PR #146, opened 2024-01-22
Namespace schema does not correctly show permitted collectionMethods

votdev:
Fixes: https://github.com/rancher/rancher/issues/36799


pkg/schema/factory.go
```diff
@@ -162,6 +180,8 @@ func (c *Collection) schemasForSubject(access *accesscontrol.AccessSet) (*types.
 			continue
 		}
 
+		s.CollectionMethods = uniq(s.CollectionMethods)
```
votdev, line 183: Maybe this call can be moved to https://github.com/votdev/steve/blob/7a749b127d4fa57af225a7c209ee0d0bb7beed73/pkg/schema/factory.go#L166, but i'm not sure how it is possible to get 3 `GET` entries (see [here](https://github.com/rancher/rancher/issues/36799)) in the slice in that case (i assume only 2).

::::

__EXERCISE AIM__:
Tally the lines of the listing above that include the string "issues". Provide the total alone.

__OUTPUT OF THE TASK__:
2